PR #379, opened 2026-08-14
Run the judge and the announcer from a private dir, not /tmp

ksarma:
`kernel/judge.py` already runs its model calls with `--safe-mode`, and its own docstring says why: it *"drops auto-discovered CLAUDE.md/memory + skills + hooks"*. `hooks/romp-summarize.sh` runs the same CLI without it, from `cd /tmp`. This PR makes the announcer consistent with the judge, and moves both helpers' working directories out of `/tmp`.

The two halves ship together on purpose, because separating them is self-contradicting: arguing "a helper's cwd must not be world-writable" while `JUDGE_SCRATCH = "/tmp/romp-judge"` sits in the tree is not an argument anyone should accept.

### 1. `--safe-mode` on the announcer

The summarizer gates tools (`--tools ""`) and MCP (`--strict-mcp-config` + empty config), but nothing stops a *discovered* `settings.json` from running hook commands. From a world-writable cwd, another local account can plant `/tmp/.claude/settings.json` and have its commands run as you.

Being straight about the preconditions, because they matter and a reviewer will find them:

- the hook is **off by default** — it needs `~/.claude/romp-summarize-on`, and the feature is already marked deprecated in its own header;
- it is tmux-only (`exit 0` with no `$TMUX`);
- there is a recursion guard.

So this is not "every prompt on every install". For anyone who *has* opted in, it is once per prompt and once per stop.

I also cannot demonstrate the last mile from this repo: whether headless `claude -p` really executes a cwd-discovered `.claude/settings.json` without a trust prompt is not something I can prove here. The argument rests on your own docstring and your own test (`tests/test_judge.py`), which I think is enough for a defense-in-depth change — but I am not presenting it as a working exploit.

### 2. Both cwds move under the state root

`$STATE/summarize` and `$STATE/judge-scratch`, created `0700`, with the same `${ROMP_STATE_DIR:-${XDG_STATE_HOME:-$HOME/.local/state}/romp}` idiom already used verbatim in `hooks/romp-postal-revive.sh` and `hooks/romp-wake.sh`. `_ensure_judge_scratch()` adds an `lstat` + `S_ISDIR` + owner check and repairs loose modes, refusing rather than proceeding if the directory is not ours.

**The strongest reason for this half is one I did not expect.** Nothing is ever written into the judge scratch — it is a bare cwd, and judge transcripts land under `~/.claude/projects/`. But `prune_judge_scratch` **realpaths** `JUDGE_SCRATCH` at every kernel boot and unlinks day-old `*.jsonl` in the project directory it derives from that path. A symlink planted at the guessable `/tmp/romp-judge`, pointed at a directory the user actually works in, turns romp's own housekeeping into a deleter of their real Claude Code transcripts. That is the concrete impact, and it is what the ownership/symlink guard closes.

When the scratch refuses, the judge call is skipped, logged once per reason as an `err == "scratch"` row, and `_judge_ctx.paused` is set — so a permissions problem is not counted by the give-up counters. Without that flag three refusals blank a card summary to the empty sentinel, which is unrepairable loss rather than a visible failure.

### A test that was asserting the implementation against itself

`tests/romp-uninstall.bats` *"removes romp's judge scratch and its transcripts"* changes here, and it is worth saying why it is not me weakening coverage. The test built its expected path with the same shell `${p//\//-}` substitution the script under test used — so it ratified the implementation against itself and stayed green while `--purge` swept a directory that never existed.

That shell slug agreed with Claude Code's real encoding only while the path was `/tmp/romp-judge`. The dot in `.local` breaks the agreement the moment the scratch moves, silently stranding the transcripts. The `_proj_slug` helper encodes the path the way Claude Code and `kernel/judge.py`'s `_proj_dir` do.

### Tests

13 cases pin this, **all 13 fail on `main` today**:

- `tests/test_judge_scratch_private.py` (new, 9 cases): under the state root not `/tmp`; rebind moves it; `0700` whatever the umask; a loose existing directory is tightened; a directory owned by someone else is refused; a symlink in its place is refused; an unsafe scratch skips the call and logs it *and* sets `paused`; prune sweeps the new project dir.
- `tests/romp-summarize-gate.bats`: `--safe-mode` is passed; it runs from a private dir it owns.
- `tests/romp-uninstall.bats`: the new default follows the state root, plus the slug correction above.

Full suite: **4560 passed vs 4551 on unmodified `main` — exactly +9, my new Python cases, zero of your tests flipped.** Full bats: 313 ok, 0 not ok.

### Adjacent, out of scope

`bin/romp-uninstall`'s scratch guards compare raw strings, so several spellings of the same directory (a trailing slash or newline, `//`, `/./`) walk straight past them and reach `rm -rf`. That is pre-existing and independent of this change, so I have deliberately left it alone rather than widen the diff — happy to send it as a follow-up if you want it.

This has run in production on our fork since early August, though that is evidence you cannot re-run yourself.

### DIFF
--- a/bin/romp-uninstall
+++ b/bin/romp-uninstall
@@ -154,19 +154,26 @@ rm -f  "$ROMP_DIR/vscode-extension"/*.vsix "$ROMP_DIR/vscode-extension/package.j
 echo "==> SDK venv"
 rm -rf "$STATE/sdkvenv"
 
-# ── 4b. the judge scratch, which lives OUTSIDE the state dir ───────────
-# romp runs its judges as `claude` processes rooted at /tmp/romp-judge (kernel/judge.py's
-# JUDGE_SCRATCH), so Claude Code writes their transcripts into a project dir keyed on that
-# path — outside $STATE, and therefore untouched by --purge. A purged, reinstalled romp kept
-# showing judge records from the PREVIOUS install because of it (the user 2026-07-27, who
-# rightly read that as an incomplete teardown).
+# ── 4b. the judge scratch's Claude Code project dir, which lives OUTSIDE the state dir ───────────
+# romp runs its judges as `claude` processes rooted at JUDGE_SCRATCH (kernel/judge.py), so Claude
+# Code writes their transcripts into a project dir keyed on that path — outside $STATE, and
+# therefore untouched by --purge. A purged, reinstalled romp kept showing judge records from the
+# PREVIOUS install because of it (the user 2026-07-27, who rightly read that as an incomplete
+# teardown).
+#
+# The scratch moved from /tmp/romp-judge to "$STATE/judge-scratch": a world-writable /tmp with a
+# guessable name let another local account create the path first and hand romp's judges — and this
+# teardown — a directory they control. The scratch itself is inside $STATE now, so --purge takes it
+# either way; but the DERIVED project dir is still keyed on the path, so this default has to move
+# with it or the 07-27 symptom comes back under a new name.
 #
 # These are romp's own droppings: every transcript here is a judge call romp made, never a
 # session anyone started, so removing them completes the teardown rather than deleting user
 # data. Scoped to exactly that one derived directory — YOUR project dirs are never touched.
-# Claude Code names a project dir after its cwd with '/' → '-', so /tmp/romp-judge maps to
-# '-tmp-romp-judge'; derived, not hardcoded, so it follows JUDGE_SCRATCH if that ever moves.
-JUDGE_SCRATCH="${ROMP_JUDGE_SCRATCH:-/tmp/romp-judge}"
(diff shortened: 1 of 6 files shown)


ksarma:
One ordering note, since these two touch the same block: I have opened #387, which canonicalises `ROMP_JUDGE_SCRATCH` before the guards read it.

Worth merging #387 first. This PR moves the project-dir slug to `os.path.realpath` but adds no symlink guard, so after it lands the validated string and the deleted target are no longer the same path — a symlinked scratch would resolve the slug through the link and `rm -rf` the user's own `~/.claude/projects/<their-project>` on a plain `--yes`. #387's `islink` refusal closes that before this PR can open it.

They conflict in two places in `bin/romp-uninstall` (the guard block and one comment); `tests/romp-uninstall.bats` auto-merges. #387's description has the resolution, including one line in the merged test file that the auto-merge will not flag.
----
• TASK TO CARRY OUT
Of all the entries above, output exactly the lines between the one holding "# session anyone" and the one holding "-# Claude Code", inclusive.

• ANSWER TO THIS PROBLEM
 # session anyone started, so removing them completes the teardown rather than deleting user
 # data. Scoped to exactly that one derived directory — YOUR project dirs are never touched.
-# Claude Code names a project dir after its cwd with '/' → '-', so /tmp/romp-judge maps to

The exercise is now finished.